--- Extracted records Enclosed Below ---

Issue #2601, opened 2023-10-17
Replace `NetrcOnlyTrusted` with list of trusted plugins for netrc


anbraten:
As noticed in several PRs the current option `NetrcOnlyTrusted` is limiting users, but on the other hand not really protecting them as well as netrc credentials could be stolen by a custom clone step with custom commands. 

- https://github.com/woodpecker-ci/woodpecker/pull/2585#issuecomment-1765756023
- https://github.com/woodpecker-ci/woodpecker/pull/2214

To prevent this a `pass-netrc-to-plugins` option should replace the `NetrcOnlyTrusted` option. This option would contain list of images which will receive the netrc credentials if they are used as plugins. If the image however uses custom commands it wont get the credentials as those commands could be changed by others than the admin.

This will allow all steps and the clone step to use netrc credentials. It will however be breaking as it wont be possible anymore to use clone steps with custom commands.

pat-s:
>  If the image however uses custom commands it wont get the credentials

Then we're still missing an option that allows the use of credentials in custom steps/images. If the repo admin wants to allow it (e.g. in private repos).
Currently this is only possible on the instance level by setting the repo to "trusted" but not on the repo level.

So why not structure it like this:

1. Option to allow injecting netrc into plugins/trusted images
2. Option to allow injecting netrc into any image

The use case I had was a step executing arbitrary git commands, among them `git push`, to push back to the repo. Many people like this style instead of having to use a plugin as it "feels like freedom" ;)

6543:
is this not solved by simply make

https://github.com/woodpecker-ci/woodpecker/blob/26b77ed677bb6121f35cdba2731692d26bd5b3de/shared/constant/constant.go#L39-L42

as an configuration option?

6543:
an option only instance admins should change in any case

6543:
well that would allow any one to steal other users credentials at codeberg:
1. propose for ci acces
2. create own repo
3. let other users creat pulls
4. you got all there oauth2 tokens :tada:

anbraten:
> you got all there oauth2 tokens 🎉

I am also not for exposing those secrets to easily (as commented before), but your point seems to be wrong.

> Is cloning using the tokens of the pipeline authors? Shouldn't it use the repo users/owners?

It uses the oauth token of the first repo admin (might be updated to another repo admin later not 100% sure).

>  Maybe we should limit this to plugins?

[...]

Issue #4232, opened 2024-10-17
Gerrit Forge


pelme:
### Clear and concise description of the problem

As a user of [Gerrit Code Review](https://www.gerritcodereview.com/), I would like to use Woodpecker for CI. Opening this issue to see if there would be any interest in having this in core Woodpecker as a supported forge or if it would be a better approach to add it as an addon forge.

# Guidelines for adding new forges
As documented (https://woodpecker-ci.org/docs/development/core-ideas#guidelines), a to add a new forge to Woodpecker, it must support webhooks and oauth2: 

## Webhooks
Gerrit supports webooks via the builtin core plugin `webhooks`: https://gerrit-review.googlesource.com/Documentation/config-plugins.html#webhooks.

## OAuth2
Gerrit is not an OAuth2 provider itself, does that disqualify it from being added as a core?There is a popular Gerrit plugin to make Gerrit use OAuth: https://gerrit.googlesource.com/plugins/oauth/  In our setup, we use Google SSO OAuth to authenticate with Gerrit. So we would use Google SSO with Woodpecker too. 

Would it be possible to reconsider the OAuth2 requirement? Or make it possible to have another OAuth2 provider while still having Gerrit support in core Woodpecker?

### Suggested solution

Add Gerrit as a builtin forge. 

### Alternative

Build a Gerrit integration as an addon forge.

### Additional context

My company would potentially be happy to open source/contribute code and/or money towards getting Woodpecker/Gerrit working somehow. Of course we could start building it as an addon forge.

Gerrit is a great tool for git+code review and a lot of people like that flow as an alternative to the typical PR workflow Github/Gitlab/Gitea etc. Gerrit is open source and has been around for a long time and is actively developed. Using Gerrit and Woodpecker together seems like it would be an amazing combination for a lot of people! 🔥 

Both Gerrit and Woodpecker uses birds as their logos/mascots! 🐦‍⬛ 

### Validations

- [X] Checked that the feature isn't part of the `next` version already [https://woodpecker-ci.org/faq#which-version-of-woodpecker-should-i-use]
- [X] Read the [docs](https://woodpecker-ci.org/docs/intro).
- [X] Check that there isn't already an [issue](https://github.com/woodpecker-ci/woodpecker/issues) that request the same feature to avoid creating a duplicate.

zc-devs:
Even though I do not need Gerrit support, you are rising interested questions, one of them I also thought.

> it must support webhooks and OAuth2

[...]

PR #4352, opened 2024-11-11
Allow to set custom trusted clone plugins

qwerty287:
closes https://github.com/woodpecker-ci/woodpecker/issues/2601


pat-s:
How is that different to `WOODPECKER_PLUGINS_TRUSTED_CLONE`?

xoxys:
You can now set it per repo as well.

6543:
> You can now set it per repo as well.

did not checked the code jet - **but ony an instance admin** should be able to change it

6543:
one question that comes into my mind: why not add the config into TrustedConfiguration ?

server/model/repo.go
```diff
@@ -50,7 +50,7 @@ type Repo struct {
 	Hash                         string               `json:"-"                               xorm:"varchar(500) 'hash'"`
 	Perm                         *Perm                `json:"-"                               xorm:"-"`
 	CancelPreviousPipelineEvents []WebhookEvent       `json:"cancel_previous_pipeline_events" xorm:"json 'cancel_previous_pipeline_events'"`
-	NetrcOnlyTrusted             bool                 `json:"netrc_only_trusted"              xorm:"NOT NULL DEFAULT true 'netrc_only_trusted'"`
+	NetrcTrusted                 []string             `json:"netrc_trusted" xorm:"json 'netrc_trusted"`
```
zc-devs, line 53:
```suggestion
	NetrcTrusted                 []string             `json:"netrc_trusted" xorm:"json 'netrc_trusted'"`
```

xoxys:
> > You can now set it per repo as well.
> 
> did not checked the code jet - **but ony an instance admin** should be able to change it

Repeating it doesnt help. Can we keep the discussion in the issue? You never responded to https://github.com/woodpecker-ci/woodpecker/issues/2601#issuecomment-1826871274

server/store/datastore/migration/migration.go
```diff
@@ -47,7 +47,11 @@ var migrationTasks = []*xormigrate.Migration{
 	&addCustomLabelsToAgent,
 	&splitTrusted,
 	&correctPotentialCorruptOrgsUsersRelation,
+<<<<<<< HEAD
```
xoxys, line 50: Rebase leftovers

6543:
> Why the instance admin? This is about per-repo/per-user credentials, so the repo admins should decide how they are used.

on public instances like e.g. codeberg:
1. an malicious aktor creates a new repo (-> repo admin (same is valid for org))
2. change the trusted clone plugin to one that extracts netrc and send it tho him
3. motivate other users to create pull requests to e.g. fix a type or what not
4. other users got there account hijacked

xoxys:
But this would need a private repo then. And if the repo is private you can not easily convince people to contribute.

6543:
limited repos are enouth ...

xoxys:
What are limited repos? Netrc credentials are only required for cloning private repos and at least for gh there is only private/public.

pat-s:
Limited -> logged-in users only
Private -> Fully-private / only visible to explicit org/repo members

---

How about adding a global option which allows changing `WOODPECKER_PLUGINS_TRUSTED_CLONE` on a repo level in the first place?

xoxys:
Ok this only applies to gitea/forgejo then? Global option to toggle it sounds good to me.

anbraten:
> I still don't get why. Cloning should always happen with the credentials from the "repo-user", i.e. the user that activeated the repo. If you now have a malicious repo and somebody creates a PR to this, how can this expose credentials except the repo-user ones?

I think so as well. The person activating a repo (or repairing later on) will be used for cloning. You could only try to ask someone to create an org repo for you and then steal those credentials (which is possible already).

pat-s:
> That's actually impossible because wp can't have the credentials if the user who opens a pr is not registered at the wp instance (for example any non-maintainer on our repos).

Makes sense. Hence, all security concerns don't apply?

zc-devs:
> You could only try to ask someone to create an org repo for you and then steal those credentials

Not necessary to ask. There could be a couple of repo admins in the org. One admin adds a repo, another adds custom image and steals creds of the first. But this is matter of trust between admins of an org. It's unlikely that they would do this in their right minds.

> which is possible already
 
How?

---

This magic should be in the docs (#4232). Seems, Bitbucket Data center works [differently](https://woodpecker-ci.org/docs/administration/forges/bitbucket_datacenter#woodpecker_bitbucket_dc_git_username).

6543:
> > That's actually impossible because wp can't have the credentials if the user who opens a pr is not registered at the wp instance (for example any non-maintainer on our repos).
> 
> Makes sense. Hence, all security concerns don't apply?

uh nice - that's one of the things I was going to have to lookup :)

in this case I'm ok with as is :)

pat-s (approved):
Fine for you given the discussion above.

docs/docs/20-usage/75-project-settings.md
```diff
@@ -39,16 +39,11 @@ Only server admins can set this option. If you are not a server admin this optio
...
 
 The clone step may require Git credentials (e.g. for private repos) which are injected via `netrc`.
 
-By default, they are only injected into trusted clone plugins listed in the env var `WOODPECKER_PLUGINS_TRUSTED_CLONE`.
-If this option is disabled, the Git credentials are injected into every clone plugin, regardless of whether it is trusted or not.
-
-:::note
-This option has no effect on steps other than the clone step.
-:::
+They are only injected into trusted clone plugins listed in the env var `WOODPECKER_PLUGINS_TRUSTED_CLONE` or in this repo setting.
```
anbraten, line 46: Some example what the user can do with this would be quite helpful I guess:

```suggestion
They are only injected into trusted plugins listed in the env var `WOODPECKER_PLUGINS_TRUSTED_CLONE` or in this repo setting.

This allows you to use a trusted plugin for in the clone section or as a step to pull or push using your git credentials.  
```

server/model/repo.go
```diff
@@ -71,7 +71,7 @@ type Repo struct {
 	Hash                         string               `json:"-"                               xorm:"varchar(500) 'hash'"`
 	Perm                         *Perm                `json:"-"                               xorm:"-"`
 	CancelPreviousPipelineEvents []WebhookEvent       `json:"cancel_previous_pipeline_events" xorm:"json 'cancel_previous_pipeline_events'"`
-	NetrcOnlyTrusted             bool                 `json:"netrc_only_trusted"              xorm:"NOT NULL DEFAULT true 'netrc_only_trusted'"`
+	NetrcTrusted                 []string             `json:"netrc_trusted" xorm:"json 'netrc_trusted'"`
```
anbraten, line 74: Calling it sth like `NetrcTrustedPlugins` could make it a bit more descriptive.

web/src/assets/locales/en.json
```diff
@@ -104,8 +104,8 @@
           "desc": "Permit 'deployment' runs for successful pipelines. All users with with push permissions can trigger these, so use with caution."
         },
         "netrc_only_trusted": {
-          "netrc_only_trusted": "Only inject git credentials into trusted clone plugins",
-          "desc": "When enabled, git credentials are accessible only to trusted clone plugins specified in WOODPECKER_PLUGINS_TRUSTED_CLONE. Otherwise, custom clone plugins can use git credentials. This setting has no affect on non-clone steps."
+          "netrc_only_trusted": "Custom trusted clone plugins",
+          "desc": "Plugins listed here will get access to netrc credentials that can be used to clone repositories from the forge."
```
anbraten, line 108:
```suggestion
          "desc": "Plugins listed here will get access to netrc credentials that can be used to clone repositories from the forge or push to it."
```

anbraten (approved):

pat-s (approved):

--- End of Enclosed Extracted records ---

● **Exercise description**: Whenever the word "repositories" shows up in a line of the entries, list that line.

● **Response to the task**:
+          "desc": "Plugins listed here will get access to netrc credentials that can be used to clone repositories from the forge."
          "desc": "Plugins listed here will get access to netrc credentials that can be used to clone repositories from the forge or push to it."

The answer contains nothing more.